Theory notwithstanding, the version in practice in Bangladesh today enjoys very little power. The “feudal mindset” is the reason why it does not work in Pakistan today, in Bangladesh those pocketing enormous amounts of money through corrupt practices are the “new feudals”, their financial clout giving them enormous powers in the urban areas commensurate to what the landed feudals once had in the rural areas.

Self-governing local bodies must have appropriate administrative and financial authority as well as institutional capability at the grassroots level. This is only possible through an accelerated de-centralization process on the principle of specialization followed by different ministries, departments, directorates, and such other agencies of the central government. To quote Dr. Mohabbat, “several abortive attempts have been made at decentralization but the system has remained highly centralized.

Local Bodies are characterized by weak administrative capacity, a limited financial and human resource base and little participation”. While citizen involvement in day-to-day local govt thwarts attempted poll rigging, more importantly meaningful participation of citizens in communities immediately identifies strangers, unearths “terrorist safe houses” and/or prevents unusual activity. With Bills for Local Govt in the offing, will the “democrats” elected to the Provincial Assemblies permit democracy at the local level they themselves enjoy at the higher plane? In a democratic farce the Sindh Chief Minister (CM) has powers to suspend the Local Bodies (LBs) for three months at his own sweet will! Should the laws framed for the LBs be made applicable also to the Assemblies? Will the CM accept his Provincial Govt be similarly suspended by the Federal Govt? Notwithstanding the rosy contention of the Sindh Advocate General, many Constitutional aberrations in Sindh LG Bill 2013 need rectification.

Imran Khan claims a genuine devolution of govt in KPK will happen, he says, “if the present PTI-led coalition in KPK flops, PTI flops.” This may well come true. Notwithstanding the outstanding “whistleblower” protection in the Right of Information (RTA) Act and the proposed Ehtesab Commission, the Khattak Govt is showing signs of becoming dysfunctional. Despite the mixed KPK performance in the first 90 days, Imran Khan’s charisma will probably carry the Aug 22 By-polls in KPK and give MQM a fright, if not a fight, in Karachi. Charisma can go only so far in ensuring good governance. Imran must prove he means what he says, making effective changes in governance in KPK and introducing a local self-governing model other Provinces will find difficult to ignore.

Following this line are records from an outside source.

PR #2084, opened 2016-01-14
Comply with the most basic PMD ruleset

emanuelez:


emanuelez:
@realm/java

realm/realm-library/src/main/java/io/realm/DynamicRealmObject.java
```diff
@@ -62,7 +62,7 @@ public DynamicRealmObject(RealmObject obj) {
 
     DynamicRealmObject(BaseRealm realm, Row row) {
         this.realm = realm;
-        this.row = (row instanceof CheckedRow) ? (CheckedRow) row : ((UncheckedRow) row).convertToChecked();
+        this.row = row instanceof CheckedRow ? (CheckedRow) row : ((UncheckedRow) row).convertToChecked();
```
cmelchior: I'm not really a fan of enforcing this rule. In a lot of cases I find it increases readability IMO.
E.g here. I'll highlight a few more places where below

realm/realm-library/src/main/java/io/realm/RealmBaseAdapter.java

Effective laws for local self-governance must (1) ensure constitutional provisions and ordinances to enable local govt to function in an autonomous manner (2) ensure institutional efficiency (3) annunciate the responsibilities and authority of the local govt institutions with the organization and structure clearly defined to discharge these properly and (4) by stopping bureaucratic and political interference in their functioning eliminate outside pressures in making decisions.

Democracy’s stakeholders must genuinely exercise their rights and executive authority at the grassroots level, not act out the facade of lip-service local self-governance.

Ikram Sehgal
The writer is a defence and security analyst, he is Co-Chairman Pathfinder Group, Patron-in-Chief Karachi Council on Foreign Relations (KCFR) and the Vice Chairman Board of Management Quaid-e-Azam House Museum (Institute of Nation Building).